Sofinnova Investments
- Type: Private
- Industry: Venture capital
- Founded: 1976 (U.S.)
- Founders: Jean Deléage (U.S. operations) Alain Azan
- Headquarters: Menlo Park, California, United States
- Key people: Jim Healy, Managing Partner Maha Katabi, General Partner Eric Delbridge, General Partner
- AUM: US$4.4 billion (2025)
- Website: www.sofinnova.com

= Sofinnova Investments =

American healthcare venture capital firm

Sofinnova Investments is an American investment firm headquartered in Menlo Park, California, with offices in Boston and New York City. It invests in private and public equity across the life sciences industry. As of 2025 it reported approximately US$4.4 billion in assets under management and committed capital.

== History ==
Sofinnova Investments traces its origins to France, where Sofinnova S.A. was founded in Paris in 1972. In 1976 the firm established a United States presence in San Francisco, California, led by Jean Deléage. Deléage was an early investor in Genentech, reportedly writing a US$50,000 cheque to the company in 1977.

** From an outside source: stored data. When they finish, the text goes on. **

PR #663, opened 2020-09-18
Update resourceset to include configmaps for clusterrepos

mrajashree:
* The current default resourceset contains all new CRDs related to catalog.cattle.io, but the clusterrepo index information is stored in a configmap for all clusterrepos in the cattle-system namespace. So this commit includes a resourceSelector for that
https://github.com/rancher/backup-restore-operator/issues/32
* Tag v0.0.1-rc13 contains a fix to convert an error log to a warning log
 https://github.com/rancher/backup-restore-operator/issues/33


prachidamle (approved):

packages/backup-restore-operator/charts/templates/rancher-resourceset.yaml
```diff
@@ -11,6 +11,10 @@ resourceSelectors:
   - apiVersion: "v1"
     kindsRegexp: "^Secret$|^serviceaccounts$"
     namespaceRegexp: "^cattle-|^p-|^c-|^local$|^user-|^u-"
+  - apiVersion: "v1"
+    kindsRegexp: "^configmaps$"
+    namespaces:
+      - "cattle-system"
```
cbron, line 17: This would grab all configmaps in cattle-system ? We want to do that right.

mrajashree: @cbron yes looks like it. We already backup secrets and serviceaccounts from this namespace too. Plus all index info for clusterrepos will be in these configmaps

cbron (approved):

In 1997, the global Sofinnova organization was restructured into two independent management companies: the United States firm, then known as Sofinnova Ventures, and the Paris-based Sofinnova Partners. The two firms have been independent since the split.

From the mid-2000s the firm concentrated on biopharmaceutical investing: its seventh fund (2006) was primarily focused on therapeutics, and by its eighth fund (2011) it invested exclusively in the sector.

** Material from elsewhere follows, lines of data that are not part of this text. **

PR #670, opened 2020-09-19
Update gatekeeper to version 3.1.1

PennyScissors:
This updates gatekeeper to the v3.1.1 upstream which now has Helm 3 support. This cleaned up the patch significantly as we no longer need to move crds to a separate directory in the patch. 🎉


packages/rancher-gatekeeper/package.yaml
```diff
@@ -1,4 +1,4 @@
-url: https://open-policy-agent.github.io/gatekeeper/charts/gatekeeper-v3.1.0.tgz
+url: https://open-policy-agent.github.io/gatekeeper/charts/gatekeeper-3.1.1.tgz
```
PennyScissors, line 1: Don't be alarmed, they dropped the v intentionally 🤷‍♂️

packages/rancher-gatekeeper/rancher-gatekeeper.patch
```diff
@@ -16,7 +16,7 @@ diff -x '*.tgz' -x '*.lock' -uNr packages/rancher-gatekeeper/charts-original/Cha
  sources:
 -- https://github.com/open-policy-agent/gatekeeper.git
 +  - https://github.com/open-policy-agent/gatekeeper.git
- version: v3.1.0
+ version: 3.1.1
```
PennyScissors, line 19: Don't be alarmed, they dropped the v intentionally 🤷‍♂️

packages/rancher-gatekeeper/rancher-gatekeeper.patch
```diff
@@ -28,401 +28,57 @@ diff -x '*.tgz' -x '*.lock' -uNr packages/rancher-gatekeeper/charts-original/REA
...
-+  versions:
-+  - name: v1alpha1
-+    served: true
-+    storage: true
+@@ -3,7 +3,6 @@
+ metadata:
+   annotations:
+     controller-gen.kubebuilder.io/version: v0.3.0
+-    helm.sh/hook: crd-install
+     helm.sh/hook-delete-policy: before-hook-creation
```
aiyengar2, line 46: If this is no longer a Helm hook, we should remove the `hook-delete-policy` annotation as well.

Applies to all the CRDs on this chart

aiyengar2 (approved):
LGTM, had a minor comment about removing an annotation from CRDs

In 2017, the firm launched an all-cap, value-oriented, long/short public-equity strategy in global therapeutics. The vehicle, Sofinnova BioEquities, expanded the firm's ability to invest across the public markets while remaining focused on the healthcare and biopharmaceutical sectors and is led by general partner Eric Delbridge.

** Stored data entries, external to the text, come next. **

PR #671, opened 2020-09-20
fixed eks and k3s logging in airgap

paynejacob:


cbron (changes requested):
If this is everything then looks good. But needs tgz removal.

cbron (approved):
lgtm

PR #673, opened 2020-09-21
allow tolerations to be passed to fluentbit containers

paynejacob:
PROBLEM:

fluentbit pods are not installed on controlplane and etcd nodes

SOLUTION:

allow tolerations to be passed to all fluentbit pods created by rancher.


rmweir (approved):
LGTM

packages/rancher-logging/overlay/templates/loggings/eks/logging.yaml
```diff
@@ -16,6 +16,12 @@ spec:
       Tag: "eks"
       Path: "/var/log/messages"
       Parser: "syslog"
+    {{ if .Values.fluentbit_tolerations }}
```
mrajashree, line 19: I think this `if` is redundant? same for the other places

paynejacob: good catch.

mrajashree (approved):

cbron (changes requested):
remove tgz's

cbron (approved):

PR #3474, opened 2024-02-16
Add NeuVector chart version 2.7.3

selvamt94:
## Problem
NeuVector has released app version 5.3.0 along with helm chart 2.7.3, which need to be added to Rancher feature charts version 2.7 (release-v2.7). We would like to include this chart in Rancher Manager release v2.7.11 otherwise this need to be released as OOB.

## Solution
New Chart release
### Manual Testing
Tested fresh install of the chart 102.0.8+up2.7.3 and l upgrade from previous version on RKE and RKE2 cluster.
## QA Testing Considerations
Tested fresh install of the chart 102.0.8+up2.7.3 and l upgrade from previous version on RKE and RKE2 cluster.


index.yaml
```diff
@@ -4274,6 +4274,37 @@ entries:
     - assets/longhorn-crd/longhorn-crd-1.0.200.tgz
     version: 1.0.200
   neuvector:
+  - annotations:
+      catalog.cattle.io/auto-install: neuvector-crd=match
+      catalog.cattle.io/certified: rancher
+      catalog.cattle.io/display-name: NeuVector
+      catalog.cattle.io/kube-version: '>=1.18.0-0 < 1.29.0-0'
```
nicholasSUSE, line 4281: I don't know much about neuvector so forgive me if I am wrong. 

According to the patterns we use on Mapps and that I see in other charts on Rancher 2.7 version I think we only support until 1.27 kubernetes version.

nicholasSUSE (changes requested):

index.yaml
selvamt94: @nicholasSUSE NeuVector supports k8s 1.28 so updated the annotation. I tested the chart on downstream cluster with k8s 1.28.6

lucasmlp: @nicholasSUSE This chart might be used outside Rancher Manager. We offer all the charts via [charts.rancher.io](charts.rancher.io) so users can use them via `helm CLI`. It's up to the feature chart teams to say in which k8s versions the charts might be installed

lucasmlp (approved):
LGTM 🚀

nicholasSUSE (approved):

PR #3476, opened 2024-02-16
[dev-v2.7.11] unrc CIS benchmark chart

vardhaman22:
## Issue: 

https://github.com/rancher/rancher/issues/44106


pdellamore (approved):

andypitcher (dismissed):
@vardhaman22 I'm not seeing any references to CIS-1.8 profiles, is this normal ?

vardhaman22:
> @vardhaman22 I'm not seeing any references to CIS-1.8 profiles, is this normal ?

for 2.7.11 release we have not introduced new changes and kept the chart same as [cis-5.0.0](https://github.com/rancher/charts/blob/dev-v2.8/charts/rancher-cis-benchmark/5.0.0/templates) that's why there are no 1.8 profiles. It will be introduced in the newer version.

In 2019, the firm changed its name from Sofinnova Ventures to Sofinnova Investments; the change is recorded in its filings with the U.S. Securities and Exchange Commission between November 2018 and February 2019. The new name aligned the organization's brand with its broader platform spanning private and public healthcare investing.

The firm's eleventh venture fund closed at US$500 million in 2023. A twelfth fund, targeting US$550 million, began raising in 2024.